#### What this task involves
From the data below, copy out every line in which the word "github" occurs.

#### Dataset
PR #3828, opened 2021-03-15
HHH-14503 - Migration of tests from jpa/test to orm/test/jpa

jrenaat:


dreab8:
Hi @jrenaat , it seems there are failures with tests running on MariaDB

beikov (commented):
The `tearDown` methods of `GetLoadTest`, `MergeTest` and `PersistTest` use a delete query for deleting `Node` and it seems MariaDB deletes rows in an order where it violates the FK constraint temporarily. Other databases seem to be smart enough to check FKs by default only after a statement has finished. I suggest you add a statement `entityManager.createQuery( "update from Node set parent = null" ).executeUpdate();` before doing the delete to resolve this.

dreab8 (approved):
It looks good to me

PR #3834, opened 2021-03-17
HHH-14449 Handle explicit onClose registrations on Query.getResultStream() 

juja0:
This PR originally started off with the intent to remove StreamDecorator and related classes based on the discussion over at https://discourse.hibernate.org/t/unexpected-getresultstream-behavior-onclose-not-called/4386/4?u=juja

Based on some test failures after the initial commit, it appears that the intent of StreamDecorator is to ensure that the underlying database resources are closed even if developers forget to explicitly close the java Stream returned from Query.getResultStream() (either via an explicit call to onClose or using try-with-resources). I am not sure if hibernate should do that since if a developer forgets to close a Stream that's probably on the developer. That being said, I do see that an argument can be made that most people won't think of explicitly closing a java Stream since they are usually used with collections which don't need to be closed explicitly. I feel creating a wrapper over java internals may make the code brittle but that's just my opinion. In any case, since StreamDecorator has been around for a while and the current behaviour is to auto-close after terminal operations, removing StreamDecorator may end up being a breaking change. So I've re-instated the classes and changed the PR to instead make sure that explicitly registered onClose callbacks are not ignored.   

This is done by making sure that a call to onClose on StreamDecorator is propagated to the underlying Stream.


sebersole:
No need to say "don't merge; in progress".  Just mark the PR as a draft :)

juja0:
> No need to say "don't merge; in progress". Just mark the PR as a draft :)

Noted :)

sebersole:
> I am not sure if hibernate should do that since if a developer forgets to close a Stream that's probably on the developer

Lots of things are "on the developer" but Hibernate is still expected to handle it.  IMO this is one of them

juja0:
> > I am not sure if hibernate should do that since if a developer forgets to close a Stream that's probably on the developer
> 
> Lots of things are "on the developer" but Hibernate is still expected to handle it. IMO this is one of them

Fair enough. My worry was that hibernate would have to keep playing catch-up with the JDK for every new method that's added to Stream.java, but I guess that's better than having a potential resource leak in a critical application (considering how widespread hibernate usage is).

beikov (commented):
Apart from a few code style issues, this looks good to me.

juja0:
Update: Creating a custom Spliterator works (sort of). 

The implementation automatically closes the underlying database resource after finishing iteration (or any terminal operation for that matter), or if iteration fails (in case of exceptions in user code), or if iteration is cancelled (in case of partial iteration via takeWhile, dropWhile, filter etc).

Caveat: This will only close the underlying database connection that hibernate manages and will not *automatically* call any user-registered onClose callbacks. Note however that user-registered onClose callbacks will still be called if the Stream is closed by the user (either via an explicit call to close or using try-with-resources) which is inline with how java.util.Stream works. I feel this is better because hibernate is still closing the underlying database resource but makes no assumptions about user-registered onClose callbacks. This will also not be a breaking change because onClose never used to work before (even if the stream is explicitly closed).

Considering we now have two potential routes that we can take, I would like to hear some thoughts on which one we should go forward with and if I've missed anything in my analysis. 

Attaching the implementation of AutoClosingSpliterator for reference.

[AutoClosingSpliterator.txt](https://github.com/hibernate/hibernate-orm/files/6162624/AutoClosingSpliterator.txt)

juja0:
@beikov I think we commented at the same time :) Would you mind taking a look at my comment and let me know your thoughts ?

beikov:
IMO the solution you provide in this PR is good. I would just apply it.

> hibernate would have to keep playing catch-up with the JDK

AFAICT the JDK can't just add any method as that would be backwards incompatible. They have to do that through default methods, so IMO that is not a concern.

juja0:
To remain backward compatible, the JDK will make sure not to change signature of existing methods but I think new methods can still be added. For example, takeWhile and dropWhile were introduced in JDK9 and StreamDecorator had to be enhanced to support those two methods (via reflection no less).

And java 16 has introduced a bunch of new methods which then have to be implemented in StreamDecorator as well.

That being said, I am happy to apply this PR in the current state and revisit this discussion later if it ends up being as much of an issue as I'm imagining it would be.

P.S. I've updated the codestyle as well. I used the codeStyle XML from CONTRIBUTING.MD but reformatting the entire file ended up with too many changed lines so I've formatted only lines which I have changed. Hope that's fine.

beikov:
Sure, these methods were introduced, but with default implementations. See here for example: https://github.com/openjdk/jdk/blob/master/src/java.base/share/classes/java/util/stream/Stream.java#L759

So there is no need for Hibernate to adapt for those new methods. Hibernate can of course add a custom implementation if it can do better than the default implementation, but that's an optimization.

juja0:
Ah I see your point. I missed the 'default' modifier on those methods. 

Feel free to merge the PR if everything else looks good. Thanks.

sebersole:
Squashed, rebased and applied upstream.

Thanks @juja0

PR #3839, opened 2021-03-18
Wip/6.0 Cannot resolve path

dreab8:
Fix Cannot resolve path exception with EmbeddedId and hql queries not using aliases, this fixes another bunch of envers tests

### DIFF
--- a/hibernate-core/src/test/java/org/hibernate/orm/test/query/hql/EmbeddedIdTest.java
+++ b/hibernate-core/src/test/java/org/hibernate/orm/test/query/hql/EmbeddedIdTest.java
@@ -1,0 +1,198 @@
+package org.hibernate.orm.test.query.hql;
+
+import java.io.Serializable;
+import javax.persistence.Embeddable;
+import javax.persistence.EmbeddedId;
+import javax.persistence.Entity;
+import javax.persistence.Id;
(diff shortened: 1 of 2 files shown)


hibernate-core/src/test/java/org/hibernate/orm/test/query/hql/EmbeddedIdTest.java
```diff
@@ -0,0 +1,198 @@
...
+			final Document document = new Document( 1, "DL" );
+			final PersonDocument pd = new PersonDocument( person, document );
+			entityManager.persist( person );
+			entityManager.persist( document );
+			entityManager.persist( pd );
+		} );
+	}
+
+	@AfterEach
+	public void tearDowm(SessionFactoryScope scope) {
```
beikov, line 44: Minor typo

```suggestion
	public void tearDown(SessionFactoryScope scope) {
```

beikov (approved):

hibernate-core/src/test/java/org/hibernate/orm/test/query/hql/EmbeddedIdTest.java
dreab8: Thanks @beikov , fixed!

PR #3840, opened 2021-03-18
HHH-14514 Auto evict collection cache not work when use transactional cache concurrency strategy

pabro:
Test case and fix


beikov:
Superseded by https://github.com/hibernate/hibernate-orm/pull/6127

PR #3841, opened 2021-03-18
Migrate tests and fix query cache stats, native query variable substitution and named query support as loader

beikov:


hibernate-core/src/main/java/org/hibernate/dialect/OracleDialect.java
```diff
@@ -643,6 +646,17 @@ public void contributeTypes(TypeContributions typeContributions, ServiceRegistry
 
 			typeContributions.contributeSqlTypeDescriptor( descriptor );
 		}
+
+		// We need a special type descriptor for Oracle, because that must return BIT as SQL type
+		// in order for PreparedStatement#setNull to work properly
+		typeContributions.contributeSqlTypeDescriptor(
```
sebersole, line 652: I really think we should try `Types#NULL` for the cases where we need to set null values.  No idea if that works for all drivers/databases but if so its a much better option IMO than randomly picking one

gavinking: The other option is to delegate binding nulls to the `WrapperOptions` object. It's what it exists for.

We could either let `WrapperOptions` remap "null" JDBC type codes, or we could let it actually handle the whole call to `setNull()`.

sebersole: Or even delegate back to Dialect through WrapperOptions

gavinking: Yep, right, that's what I mean. Should have been more explicit.

hibernate-core/src/main/java/org/hibernate/dialect/OracleDialect.java
```diff
@@ -643,6 +653,79 @@ public void contributeTypes(TypeContributions typeContributions, ServiceRegistry
 
 			typeContributions.contributeSqlTypeDescriptor( descriptor );
 		}
+		typeContributions.contributeSqlTypeDescriptor( new OracleBooleanTypeDescriptor() );
+	}
+
+	private static final class OracleBooleanTypeDescriptor extends BooleanTypeDescriptor {
+
+		private static final Logger log = CoreLogging.logger( BasicBinder.class );
+
```
sebersole, line 662: We should probably instead create a "subsystem" logger here and use that from the various impls.  More just a mental todo...

sebersole (approved):
Awesome!

sebersole:
I say squash and push

sebersole:
Nice!  And just in time :)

#### Solution to this task
[AutoClosingSpliterator.txt](https://github.com/hibernate/hibernate-orm/files/6162624/AutoClosingSpliterator.txt)
Sure, these methods were introduced, but with default implementations. See here for example: https://github.com/openjdk/jdk/blob/master/src/java.base/share/classes/java/util/stream/Stream.java#L759
Superseded by https://github.com/hibernate/hibernate-orm/pull/6127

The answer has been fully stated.